◆ **Task details**
Needed from the data below: every line from the one with "- Domain overrides for IPv6" up to and including the one with "2. Add Domain", repeated exactly and with nothing else.

── Material shown

PR #4663, opened 2021-02-03
Unbound: fix domain overrides for private address reverse lookup zones

### LINKED ISSUE #4787: Unbound: Issues with domain overrides for private reverse lookup zones

**Describe the bug**

- Domain overrides for IPv6 ULA reverse lookup zones don't work.
- Domain overrides for IPv4 RFC1918 reverse lookup zones only work if DNS rebinding checks are enabled.

Patch in #4663.

**To Reproduce**

1. Go to 'Services: Unbound DNS: Overrides'
2. Add Domain Overrides for ULA and RFC1918 reverse lookup zones like `d.f.ip6.arpa` and `10.in-addr.arpa`, save and apply
3. Perform reverse lookups for addresses in these zones (`drill -x fd00:2001:db8::1` / `drill -x 10.1.2.3`)
4. See error: RFC1918 query gets forwarded to configured server, ULA query doesn't
5. Go to 'System: Settings: General' and disable DNS Rebinding Checks
6. Repeat the reverse lookup for the RFC1918 address
7. See error: Query doesn't get forwarded

**Expected behavior**

Domain overrides should work for all reverse lookup zones and independently of DNS rebinding checks being enabled or not.

None.

**Additional context**

Forum thread: https://forum.opnsense.org/index.php?topic=21208

**Environment**

OPNsense 21.7.a_115 (amd64, OpenSSL)

maurice-w:
Domain overrides for reverse lookup zones add a typetransparent local-zone to unbound.conf. This allows forwarding of reverse lookups of private IP addresses which would otherwise be blocked by ~~DNS rebinding prevention~~ unbound's default AS112 zones.

These entries were only created for IPv4 reverse lookup zones (.in-addr.arpa.), but not for IPv6 reverse lookup zones (.ip6.arpa.).

Closes #4787.

### DIFF
--- a/src/etc/inc/plugins.inc.d/unbound.inc
+++ b/src/etc/inc/plugins.inc.d/unbound.inc
@@ -487,7 +487,7 @@ function unbound_add_domain_overrides($pvt = false)
         if ($pvt == true) {
             $domain_entries .= "private-domain: \"$domain\"\n";
             $domain_entries .= "domain-insecure: \"$domain\"\n";
-            if (preg_match('/.+\.in-addr\.arpa\.?$/', $domain)) {
+            if (preg_match('/.+\.(in-addr|ip6)\.arpa\.?$/', $domain)) {
                 $domain_entries .= "local-zone: \"$domain\" typetransparent\n";
             }
         } else {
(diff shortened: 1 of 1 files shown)


maurice-w:
There is another bug: The 'local-zone' is only added if DNS rebinding checks are enabled. On the other hand, 'private-domain' entries are not required for reverse zones.

The second commit should fix that.

https://forum.opnsense.org/index.php?topic=21208

maurice-w:
I've been using the patches for about a month and haven't seen any side effects. Feedback welcome.

fichtner:
Merged, thanks!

────

◆ **Completed exercise**
- Domain overrides for IPv6 ULA reverse lookup zones don't work.
- Domain overrides for IPv4 RFC1918 reverse lookup zones only work if DNS rebinding checks are enabled.

Patch in #4663.

**To Reproduce**

1. Go to 'Services: Unbound DNS: Overrides'
2. Add Domain Overrides for ULA and RFC1918 reverse lookup zones like `d.f.ip6.arpa` and `10.in-addr.arpa`, save and apply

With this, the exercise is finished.